Sprzedaż detaliczna. Zaskakujące dane. Czy to koniec kryzysu?
Sprzedaż detaliczna w cenach stałych wzrosła w lipcu o 3 proc. rok do roku - podał Główny Urząd Statystyczny. To wynik lepszy od prognoz ekonomistów.
Sprzedaż detaliczna. Zaskakujące dane
Jak podaje portal money.pl, to pierwszy od lutego wynik na plusie. Zaskoczyła przede wszystkim sprzedaż dóbr trwałych: samochodów, mebli, RTV i AGD. Ekonomiści przewidywali wzrost o 1 proc. w porównaniu z analogicznym okresem rok temu. Natomiast w porównaniu z czerwcem sprzedaż detaliczna wzrosła w lipcu o 6,4 proc.

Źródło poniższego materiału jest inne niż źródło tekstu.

PR #745, opened 2026-09-13
fix(terminal): keep shutdown progressing during blocked input

wolfy-j:
A PTY child that stops reading stdin can block the terminal event loop inside `WriteStdin`. Context cancellation then cannot send SIGTERM; even direct `RequestClose` cannot escalate if the child ignores SIGTERM.

Move the existing shutdown escalation into one joined watcher per running proxy. It observes cancellation and close intent independently of terminal input, preserves the existing grace periods, and closes owned I/O and cancels abandoned waits on timeout. Run retains normal process/output completion; cancellation, signal failures and forced-shutdown errors remain observable. Public exec and terminal APIs are unchanged.

Validation:
- Deterministic regressions fail on current main for missing TERM on cancellation and missing KILL after direct close; fixed tests also cover reaping and signal-error preservation.
- Race suites pass for terminal, native/Docker executors and Lua exec. Final proxy/Lua exec race run includes the opt-in real Docker regression.
- The real Docker test uses an already-local immutable Alpine image, a non-reading container, and a 16 MiB paste; it performs no pull and cleans up only its own process. Run with `go test -race -tags integration ./service/terminal/proxy -run TestNativeDockerInputCancellation`.
- Scoped lint passes with the Makefile's golangci-lint version, including the integration test.

This fixes cancellation and direct close while input is blocked. It does not add Docker container attachment APIs or complete Bee's managed Docker integration. An event-channel close still follows earlier input; callers needing asynchronous shutdown use the existing `RequestClose` method.

### DIFF
--- a/service/terminal/proxy/docker_input_cancellation_integration_test.go
+++ b/service/terminal/proxy/docker_input_cancellation_integration_test.go
@@ -1,0 +1,91 @@
+//go:build integration
+
+// SPDX-License-Identifier: MPL-2.0
+
+package proxy
+
+import (
+	"context"
+	"strings"
+	"syscall"
+	"testing"
+	"time"
+
+	"github.com/moby/moby/client"
+	"github.com/stretchr/testify/require"
+	execapi "github.com/wippyai/runtime/api/service/exec"
+	ttyapi "github.com/wippyai/runtime/api/tty"
+	dockerexec "github.com/wippyai/runtime/service/exec/docker"
+	"go.uber.org/zap"
+)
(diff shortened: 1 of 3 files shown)


skhaz (dismissed):

skhaz (approved):

skhaz (approved):

wolfy-j:
Superseded by #763: same shutdown behavior, with the cancellation cause carried through beginShutdown instead of re-injected at Run's exit.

W danych publikowanych w ostatnich miesiącach widać skutki kryzysu. W okresie styczeń-lipiec sprzedaż zmalała rok do roku o 3,9 proc. W tym samym okresie w ubiegłym roku wzrosła o 6,0 proc. Jednak w lipcu, po spadkach w czterech poprzednich miesiącach, sprzedaż detaliczna wzrosła. Czy to oznacza koniec kryzysu?
Sprzedaż detaliczna. Czy to koniec kryzysu?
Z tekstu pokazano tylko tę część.